**DATA:**
PR #594, opened 2016-08-14
Simulate native `constructor` descriptor

WebReflection:
This change uses a patched `constructor` descriptor that is similar to a native one and fixes https://github.com/skatejs/web-components/issues/2

### DIFF
--- a/src/CustomElements/v1/CustomElements.js
+++ b/src/CustomElements/v1/CustomElements.js
@@ -489,8 +489,10 @@ var CustomElementDefinition;
       }
       throw new Error('unknown constructor. Did you call customElements.define()?');
     }
-    patched.prototype = Object.create(orig.prototype);
-    Object.defineProperty(patched.prototype, 'constructor', {value: patched});
+    patched.prototype = Object.create(
+      orig.prototype,
+      {constructor: {configurable: true, value:patched, writable: true}}
+    );
   }
 
   patchConstructor('HTMLElement');


WebReflection:
P.S. the Travis failure seems to be completely unrelated `¯\_(ツ)_/¯`

bradleyayers:
LGTM

src/CustomElements/v1/CustomElements.js
```diff
@@ -489,8 +489,10 @@ var CustomElementDefinition;
       }
       throw new Error('unknown constructor. Did you call customElements.define()?');
     }
-    patched.prototype = Object.create(orig.prototype);
-    Object.defineProperty(patched.prototype, 'constructor', {value: patched});
+    patched.prototype = Object.create(
+      orig.prototype,
+      {constructor: {configurable: true, value:patched, writable: true}}
```
treshugart: I believe `constructor` should also be `enumerable: false`.

WebReflection: it is indeed, that's what the default is for every property as defined in specs.

treshugart: True; my bad.

bradleyayers:
What's left to do with this change before you're comfortable merging it?

WebReflection:
if you're asking to me :P

  1. I cannot merge
  2. I have no idea why Travis is failing

Otherwise I would've merged right away ;-)

treshugart:
We should probably write a test ensuring the constructors we patch are `configurable`, `writable` and non-`enumerable`. I'll try and check why the build is failing; it looks like most current red builds have the same issue.

WebReflection:
@treshugart to be honest, it seems like you want to test that `Object.create` second argument works as expected, since that's the only operation that change but that's also *not* your unit-test responsibility.

One shouldn't test native/third parts operations, it's like saying "we should write a test that validate that 1 + 1 === 2" ;-)

treshugart:
Disagree. If code can break something it should be tested.

WebReflection:
that's my point. This code cannot break anything at all, I've added two properties to a descriptor handled by native.

Anyway, feel free to test `Object.create`

WebReflection:
P.S. if you are talking about configuration expectations, then I agree, but that should've been written already in the first place ;-)

treshugart:
Not critiquing your code and stoked to have a fix, it would just be nice to
have a corresponding test. I'll see if I can commit one this weekend.
Thanks again :)

justinfagnani:
Thanks for the PR. I copied this change over to the `v1` branch.

Issue #595, opened 2016-08-14
[v1] consistent constructor


WebReflection:
It seems like it's possible to `class MyElement extends HTMLElement {}` and then `document.body.appendChild(new MyElement)` after defining the element through `customElements.define('my-element', MyElement)`.

However, if I try to do the same, using `{extends: ...}` or not, I cannot create new custom elements in the same way.

``` js
class MyAnchor extends HTMLAnchorElement {}
customElements.define('my-a', MyAnchor);
// or
customElements.define('my-a', MyAnchor, {extends: 'a'});

// will fail
document.body.appendChild(new MyAnchor);
```

I wonder if it's in the pipeline to monkey-patch all HTML constructors like it's done already only for few of them, or if the usage of `new CustomElement` instead of `document.createElement('a', {is: 'my-a'})` will be discourage due polyfill limits (I personally wouldn't polyfill every DOM methods that might accept a generic node as one of its arguments).

Thanks for any sort of clarification.

treshugart:
I think the issue you're experiencing is that `extends` hasn't been implemented yet: https://github.com/webcomponents/webcomponentsjs/blob/v1/src/CustomElements/v1/CustomElements.js#L143

Subclassing `HTMLAnchorElement` *should* still work, though: https://github.com/webcomponents/webcomponentsjs/blob/v1/src/CustomElements/v1/CustomElements.js#L477

I know there's currently still unresolved contention about `is` and `extends` as WebKit is pretty hard-fast about not implementing it, so I'm not sure what the polyfill will work to support. I assume it's on the roadmap as it's still in the custom element spec.

WebReflection:
I've probably badly explained the issue. Beside `extends` and `is` definition variant, the following code will fail (and every other code that has [not been patched like HTMLElement in here](https://github.com/webcomponents/webcomponentsjs/blob/v1/src/CustomElements/v1/CustomElements.js#L470))

```js
// create the class
class MyA extends HTMLAnchorElement {}

// define its name
customElements.define('my-a', MyA);

// and fail ...
document.body.appendChild(new MyA);
```
If I do the same with the patched `HTMLElement` the result is the expected one.
```js
class MyElement extends HTMLElement {}
customElements.define('my-el', MyElement);
document.body.appendChild(new MyElement); // OK
```
[...]

PR #596, opened 2016-08-15
#595 - feat: add initial support for customised built-in elements.

treshugart:
Implements initial support for #595.

I'd like to write more tests, but this is what I could come up with for tonight.

### DIFF
--- a/src/CustomElements/v1/CustomElements.js
+++ b/src/CustomElements/v1/CustomElements.js
@@ -550,11 +550,9 @@ var CustomElementDefinition;
     const name = 'HTML' + htmlElementSubclasses[i] + 'Element';
     const ctor = window[name];
     if (ctor) {
-      win[name] = class extends HTMLElement {
-        constructor() {
-          super()
-        }
-      };
+      win[name] = class extends HTMLElement {};
+
+      // Required so that document.createElement() instanceof checks pass.
       ctor.prototype.__proto__ = HTMLElement.prototype;
       ctor.prototype.__proto__ = win[name].prototype;
     }


src/CustomElements/v1/CustomElements.js
```diff
@@ -103,7 +103,7 @@ var CustomElementDefinition;
 
     // HTML spec part 4.13.4
     // https://html.spec.whatwg.org/multipage/scripting.html#dom-customelementsregistry-define
-    define: function(name, constructor, options) {
+    define: function(name, constructor, options = {}) {
```
treshugart: I think this is probably `null` in the spec, it just makes using it simpler. Not attached to keeping the default value if spec consistency here is super important.

src/CustomElements/v1/CustomElements.js
```diff
@@ -179,6 +177,7 @@ var CustomElementDefinition;
       // 15:
       // @type {CustomElementDefinition}
       var definition = {
+        extends: options.extends,
```
treshugart: This is so we can check it later.

src/CustomElements/v1/CustomElements.js
```diff
@@ -440,6 +439,10 @@ var CustomElementDefinition;
         }
       }
     },
+      
+    _getDefinitionForNode: function(node) {
```
treshugart: Used in both `_addNodes()` and `_removeNodes()`.

tests/CustomElements/v1/js/upgrade.js
```diff
@@ -61,4 +61,32 @@ suite('Upgrades', function() {
     assert.instanceOf(e2, X2);
   });
 
+  suite('customised build-in elements', function() {
```
treshugart: It would be good to also test what happens if an invalid `{ is }` is passed.

Some other questions, do you think it would be prudent to add a test for every single possible built-in that can be extended here?

treshugart: I wasn't sure the best place to put these tests. Upgrade *seemed* relevant, but the tests inside it at first glance didn't correlate well with the tests I wanted to write. I just put them here for now. Can easily change later.

justinfagnani:
Thanks @treshugart! I'll take a close look at this asap

silentHoo:
How can we support here?

TimvdLippe:
@treshugart Very sorry, but I have to close this PR due to age. We will be working on this soon per https://github.com/webcomponents/custom-elements/issues/13 😢 Really sorry we left no response for such a long time.

treshugart:
No worries, @TimvdLippe, toted understand :)

PR #601, opened 2016-08-23
Update HTMLLabelElement.form test for new spec.

justinfagnani:
See: https://bugs.chromium.org/p/chromium/issues/detail?id=607868


azakus:
LGTM I guess

PR #1341, opened 2023-08-14
Shift tuple support when axis=None for dpctl.tensor.roll

vlad-perevezentsev:
This PR suggests adding support for the case when `shift is tuple` and `axis=None` for `dpctl.tensor.roll` .
The previous implementation raised `TypeError` exception cause `copy_usm_ndarray_for_reshape` expects shift as an integer.
```
import dpctl.tensor as dpt

a = dpt.ones((5,2))
dpt.roll(a,shift=(1,2))

TypeError: _copy_usm_ndarray_for_reshape(): incompatible function arguments. The following argument types are supported:
    1. (src: dpctl::tensor::usm_ndarray, dst: dpctl::tensor::usm_ndarray, shift: int, sycl_queue: dpctl.SyclQueue, depends: List[dpctl.SyclEvent] = []) -> Tuple[dpctl.SyclEvent, dpctl.SyclEvent]

```

Additionally, the PR adds a check for the equality of the `source` and `destination`  parameters to return the input array `X` without having to move its axes in `dpctl.tensor.moveaxis`.

### DIFF
--- a/dpctl/tensor/_manipulation_functions.py
+++ b/dpctl/tensor/_manipulation_functions.py
@@ -885,6 +885,9 @@ def moveaxis(X, source, destination):
             "the same number of elements"
         )
 
+    if source == destination:
+        return X
+
     ind = [n for n in range(X.ndim) if n not in source]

**WHAT THE TASK ASKS:** Copy each line from the data that features the string "TypeError".

**ANSWER FOR THE TASK:**
The previous implementation raised `TypeError` exception cause `copy_usm_ndarray_for_reshape` expects shift as an integer.
TypeError: _copy_usm_ndarray_for_reshape(): incompatible function arguments. The following argument types are supported:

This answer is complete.